Nonetheless, this was pretty much as expected, and mainly of historical interest. The CPI will “snap back” at least a little this quarter, higher oil prices, the reversal of free childcare and the removal of lockdown restrictions opening up retailing. The strong dollar (up 25% since the lows of US57.85 cents in late March) will also have a downward impact to offset those, but we’ll likely avoid more than a one-off period of deflation, which is deeply toxic to growth (just ask the Japanese).

The key indicator now, pretty much the only indicator that counts, is jobs, and the news wasn’t good there either: Tuesday’s payroll data showed jobs continuing to decline in the first full week of July, at the same rate as they declined in late-June — -0.6% each week. Unsurprisingly, the rate accelerated in Victoria, with 1.4% of jobs lost between July 4 and July 11, but in NSW jobs also fell 0.7% each week.

The rate of job losses did decline in Queensland and South Australia, and WA (where unemployment is nearly 9%) is not losing any jobs currently.

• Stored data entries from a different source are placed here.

PR #301, opened 2025-02-13
replace transcription forwarder with synchronizer

nbsp:
- [x] there's a slight delay, causing it to exit early somtimes
- [x] it only works on function calls (??)
- [x] it stops (breaks?) after the first sentence
- [x] isn't implemented yet on pipeline
  - [x] breaks on interrupt or function call
  - [x] figure out AGENT_SPEECH_INTERRUPTED

### DIFF
--- a/agents/src/transcription.ts
+++ b/agents/src/transcription.ts
@@ -121,7 +121,8 @@ export class TextAudioSynchronizer extends (EventEmitter as new () => TypedEmitt
     }
 
     this.#textData!.done = true;
-    this.#textData!.sentenceStream.close()
+    this.#textData?.sentenceStream.flush()
+    this.#textData?.sentenceStream.close()
     this.#textData = undefined;
   }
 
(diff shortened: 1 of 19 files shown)


agents/src/transcription.ts
```diff
@@ -1,134 +1,308 @@
...
   }
 
-  #computeSleepInterval(): number {
-    return Math.min(Math.max(1 / this.#charsPerSecond, 0.0625), 0.5);
+  async close(interrupt: boolean) {
+    if (this.#closed) {
+      return;
+    }
+    this.#closed = true;
+    this.#interrupted = interrupt;
```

Economists have also pointed out that the ABS may well revise this week’s figures upward and the July jobs data may end up better than expected — but at the moment the situation is gloomy not merely in Victoria but NSW as well.

It means that, nationally, we still haven’t hit bottom in the employment impacts of the pandemic, let alone commenced the long, slow process of getting unemployment back down.

And, contrary to what you might read in the media, it’s not all down to Victoria and the Andrews government. This is a national catastrophe that has a long, long way to go.